I have thought about obtaining the Gruppo FT set, yes. It will mean time, effort, money. I'll continue to think about it, LOL.

I took the librarian to a nice lunch, although she insisted that I needn't have. On the contrary, I thought it was a small acknowledgment of the great service she provided, not just to me but to others. I try very hard to express the gratitude I have for the support staff in my life: The lab techs, the students who work in the lab, the administrative folks everywhere, the software and hardware techs, and so on. Nothing would be possible in research without them. This is important. Even after retirement, I still try to stop by and see them. Our relationships with others are critical, and have always been so in our lives.


----------



## Flanderian (Apr 30, 2008)

drpeter said:


> You are a kind man, Flanders. Indeed, I am fortunate in so many ways.
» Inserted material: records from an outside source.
PR #39530, opened 2025-08-05
[CONTP-849] Support cluster agent leader re-election in E2E test

zhuminyi:
### What does this PR do?
Add cluster agent leader re-election to eks test. 
The test will delete cluster-agent leader pod and re-elect a new leader.

### DIFF
--- a/test/new-e2e/tests/containers/eks_test.go
+++ b/test/new-e2e/tests/containers/eks_test.go
@@ -3,6 +3,12 @@
 // This product includes software developed at Datadog (https://www.datadoghq.com/).
 // Copyright 2023-present Datadog, Inc.
 
+// EKS-specific e2e tests focusing on Fargate and AWS-specific Kubernetes features.
+// These tests should only depend on:
+// - Node agents (for container/pod metrics and logs)
+// - Application workloads (nginx, dogstatsd, etc.)
+// - EKS-specific features (Fargate, etc.)
+
 package containers
 
 import (
--- a/test/new-e2e/tests/containers/k8s_cluster_agent_test.go
+++ b/test/new-e2e/tests/containers/k8s_cluster_agent_test.go
@@ -1,0 +1,116 @@
+// Unless explicitly stated otherwise all files in this repository are licensed
+// under the Apache License Version 2.0.
+// This product includes software developed at Datadog (https://www.datadoghq.com/).
+// Copyright 2023-present Datadog, Inc.
+
+// This test suite contains cluster agent specific tests that require isolation.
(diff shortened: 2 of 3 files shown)


test/new-e2e/tests/containers/eks_test.go
```diff
@@ -261,3 +266,30 @@ func (suite *eksSuite) TestNginxFargate() {
...
+// TestClusterAgentLeaderElectionWithRestart tests cluster agent leader election by restarting the leader
+// This test is safe to run in eks_test.go because the other EKS tests don't depend on the cluster agent
+// (they focus on node-level metrics and logs, which are handled by node agents)
+func (suite *eksSuite) TestClusterAgentLeaderElectionWithRestart() {
+	// Get the current leader
+	originalLeaderPodName := suite.testDCALeaderElection(false)
+	suite.Require().NotEmpty(originalLeaderPodName, "Original leader DCA pod name should not be empty")
+	suite.T().Logf("Current cluster agent leader: %s", originalLeaderPodName)
+
+	// Restart the leader pod by deleting it
```
sblumenthal: nit: "Restart" here is a bit misleading, maybe replace with "reshuffle"? If so, same with the test name

I understand the intention of the test, and the use of the wording, but "restarting a pod" by deleting it is the kind of thing that people will see and do a double take on

sblumenthal: Or even "re-elect" would probably be the best wording to use?

gabedos (approved):
LGTM, could be worth adding a warning to the top of the `eks_test.go` file to increase visibility of the constriction you added here stating that any DCA dependent tests should not be added in this scenario due to increased flakiness resulting from restarting cluster-agents.

zhuminyi:
> LGTM, could be worth adding a warning to the top of the `eks_test.go` file to increase visibility of the constriction you added here stating that any DCA dependent tests should not be added in this scenario due to increased flakiness resulting from restarting cluster-agents.

Good idea, warning added

test/new-e2e/tests/containers/eks_test.go
```diff
@@ -3,18 +3,35 @@
 // This product includes software developed at Datadog (https://www.datadoghq.com/).
 // Copyright 2023-present Datadog, Inc.
 
+// This test suite contains TestClusterAgentLeaderElectionWithReelection which
```
davidor: I'm a bit confused about this.

eksSuite embeds `k8sSuite` https://github.com/DataDog/datadog-agent/pull/39530/files#diff-bcf487461201693f75440b908a989a0507d1fb5323b94aec544b2a5e66ef876aL21

So in EKS we also run the tests there, right?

I've been able to travel widely, meet interesting people, live in and learn about other cultures and ways of being, learn to speak other languages, and live through many adventures, many of them actually being misadventures at that time. I have been blessed with a flair for language in general, which has given me the great privilege of being able to read widely in two of the languages I speak, and also to write. I have lived a professional life within a discipline that is hugely interesting, and made modest contributions to research in this field. That's a huge amount of good luck!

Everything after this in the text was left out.